The legendary beauty of the Hawaiian Islands has long attracted filmmakers. Over the years their increased activity has led to the growth of a robust production infrastructure that has benefited many movies and TV shows.
“There’s more equipment and more resources here now,” says Val Kim, a location scout who has been working locations in Hawaii for more than 20 years. “The (issue) is managing the location, because it’s so beautiful here and the environment is highly impacted by everything we do. You have to allow extra time to work with those requirements.”
Kim, who scouted for “The Tempest,” praised the help offered by Hawaii State Film Commissioner Donne Dawson and recommends making contact early in order to work out any environmental concerns.
“The film commission has to protect what they have so people keep coming back,” Kim notes.
Tim Hillman, a veteran location scout who worked on “50 First Dates” on Oahu, says he’d be happy to go back to the Aloha State. “The beauty of the place goes without saying,” Hillman notes, “and the people are so nice. In a lot of other locations, you might get beauty but not a local population that’s happy to see you, (plus there are other benefits) like not having to deal with international customs.”
Mike Fantasia, who scouted and managed locations for “Indiana Jones and the Kingdom of the Crystal Skull” in Hilo, found similar advantages. “In most of the world where there is accessible jungle, that jungle has been cut down,” Fantasia says.
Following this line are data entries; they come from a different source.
Issue #152, opened 2017-01-25
'Parameter count mismatch' after invoking hub from typescript client


JonasMH:
I'm reporting what i think is a bug, where after invoking a hub the server responds with 'Parameter count mismatch'.

The hub:

```
public class NotificationHub : Hub, INotificationHub
{
	private readonly IHubNotificationService _service;

	public NotificationHub(IHubNotificationService service)
	{
		_service = service;
	}

	public override Task OnConnectedAsync()
	{
		return Task.CompletedTask;
	}

	public override Task OnDisconnectedAsync(Exception exception)
	{
		_service.ClientDisconnected(Context.ConnectionId);
		return Task.CompletedTask;
	}

	public Task Subscribe(string topic)
	{
		string id = _service.ClientSubscribed(new SubscriptionUpdate(
			topic,
			Context.User.Identity.Name,
			Context.ConnectionId));

		return Task.CompletedTask;
	}
}
```

Client side (angular2, typescript): 

```
public subscribe(topic: string): void {
  this.hubConnection.invoke("subscribe", {topic: topic});
}
```

The hub's Constructor, OnConnectedAsync and OnDisconnectedAsync gets called as expected when a server connects and disconnects, but as soon as i try to invoke it, the following happens (websocket frames):
Request: `{"Id":"0","Method":"subscribe","Arguments":[{"topic":"/someTopic/"}]}`
Response: `{"Result":null,"Error":"Parameter count mismatch.","Id":"0"}`

The connection does not get shut down or anything, but i get the 'Parameter count mismatch' and the subscribe method on the hub is never called. Any suggestions?

davidfowl:
Try changing the code to do:

```C#
this.hubConnection.invoke("subscribe", topic);
```

You're not passing an object on the server side, you're passing a string.

moozzyk:
@JonasMH - can you provide a stack trace from the server. While what @davidfowl says is correct - you have a type mismatch - something else seems going on here. I tried to repro this and the server threw a different exception and close the connection. The exception I received was a parse error because the expected parameter type is String so SignalR tries to read the value as string but it encountered a json object.

JonasMH:
@moozzyk On the server nothing gets thrown, it's just running as normal
@davidfowl Just tried and nothing changed, still the same response as before.

Here's some more information that may be helpful:"

Microsoft.AspNetCore.SignalR version 1.0.0-preview1-23180
netcoreapp1.0
win10-x64
[...]

PR #162, opened 2017-01-26
Fixed parameter count mismatch when invoking methods with wrong case

davidfowl:
- Hub methods were being tracked with 2 dictionaries, one for parameter names
the other for callbacks. This change introduces a single dictionary that stores
the hub name to a HubMethodDescriptor. That descriptor stores the parameter types
and method info for the bound hub method.
- The callback is now just an invoke method on the HubEndPoint itself.
- Added tests for case sensitivity in hub method names

https://github.com/aspnet/SignalR/issues/152

### DIFF
--- a/src/Microsoft.AspNetCore.SignalR/HubEndPoint.cs
+++ b/src/Microsoft.AspNetCore.SignalR/HubEndPoint.cs
@@ -246,7 +246,7 @@ namespace Microsoft.AspNetCore.SignalR
 
         private async Task<InvocationResultDescriptor> Invoke(HubMethodDescriptor descriptor, Connection connection, InvocationDescriptor invocationDescriptor)
         {
-            var invocationResult = new InvocationResultDescriptor()
+            var invocationResult = new InvocationResultDescriptor
             {
                 Id = invocationDescriptor.Id
             };
--- a/src/Microsoft.AspNetCore.SignalR/HubEndPoint.cs
+++ b/src/Microsoft.AspNetCore.SignalR/HubEndPoint.cs
@@ -29,9 +29,7 @@ namespace Microsoft.AspNetCore.SignalR
 
     public class HubEndPoint<THub, TClient> : EndPoint, IInvocationBinder where THub : Hub<TClient>
     {
-        private readonly Dictionary<string, Func<Connection, InvocationDescriptor, Task<InvocationResultDescriptor>>> _callbacks
-            = new Dictionary<string, Func<Connection, InvocationDescriptor, Task<InvocationResultDescriptor>>>(StringComparer.OrdinalIgnoreCase);
-        private readonly Dictionary<string, Type[]> _paramTypes = new Dictionary<string, Type[]>();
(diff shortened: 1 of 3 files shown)


src/Microsoft.AspNetCore.SignalR/HubEndPoint.cs
```diff
@@ -29,9 +29,7 @@ public class HubEndPoint<THub> : HubEndPoint<THub, IClientProxy> where THub : Hu
 
     public class HubEndPoint<THub, TClient> : EndPoint, IInvocationBinder where THub : Hub<TClient>
     {
-        private readonly Dictionary<string, Func<Connection, InvocationDescriptor, Task<InvocationResultDescriptor>>> _callbacks
-            = new Dictionary<string, Func<Connection, InvocationDescriptor, Task<InvocationResultDescriptor>>>(StringComparer.OrdinalIgnoreCase);
-        private readonly Dictionary<string, Type[]> _paramTypes = new Dictionary<string, Type[]>();
+        private readonly Dictionary<string, HubMethodDescriptor> _methods = new Dictionary<string, HubMethodDescriptor>(StringComparer.OrdinalIgnoreCase);
```
moozzyk: Why do we want method names to be case insensitive?

src/Microsoft.AspNetCore.SignalR/HubEndPoint.cs
```diff
@@ -246,6 +244,59 @@ public class HubEndPoint<THub, TClient> : EndPoint, IInvocationBinder where THub
             }
         }
 
+        private async Task<InvocationResultDescriptor> Invoke(HubMethodDescriptor descriptor, Connection connection, InvocationDescriptor invocationDescriptor)
+        {
+            var invocationResult = new InvocationResultDescriptor()
```
moozzyk: nit: remove `()`

src/Microsoft.AspNetCore.SignalR/HubEndPoint.cs
davidfowl: They've always been in the past. Also, most things we do in ASP.NET Core are case insensitive in general (except the file system). What's the downside?

BrennanConroy: I would like it to be case insensitive, but if we care about correctness if would need to be case sensitive. e.g. Hub with 2 methods `Echo` and `echo`

davidfowl: I think case insensitivity makes the most sense.

moozzyk: I am weighing what @BrennanConroy said with "having two methods with different casing is not a good practice", not having to care about casing makes it easier to use, VB.NET is case insensitive (LOL). I think case insensitive is ultimately better - don't remember anyone complaining about this with SignalR 2.

davidfowl: I was going to bring up VB 😄.

BrennanConroy:
🚢 :it:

He used some of the crew and equipment from “Lost” while that show was on hiatus. “We needed that deep jungle look and roads to bring in equipment. That meant Hawaii won out.”
Though they were able to find some resources in Hawaii, Fantasia says the large feature production brought in most of its own equipment and crew. “We came with 85% of what we needed,” he reports. “You have to remember you’re on an island in the Pacific, so you plan ahead.”
Productions smaller than “Indiana Jones” may be able to find more of what they require. Kent Matsuoka, who is scouting and managing locations on Kauai for a low-budget sci-fi film, says Hawaiian crews are as professional as those in Los Angeles.
“It was a great help when ‘Lost’ came here,” Matsuoka says. “It encouraged the development of local crew to the standard that the industry expects, so that when other productions come here, some of what they need is already here.”
Matsuoka adds that Hawaii’s hospitality business, already in place for tourists, is also a plus for incoming production. “Right now the economy is down and there’s an abundance of hotel rooms and great food here,” he says. “They’re very happy to have us here.”
Matsuoka has scouted for features, TV, commercials and print on the Hawaiian Islands, and advises those going there to keep an open mind about the versatility of the locations. “It’s not just what you saw on ‘Hawaii Five-O’ a long time ago,” says Matsuoka. “There’s a lot hidden here if you just take the time to look.”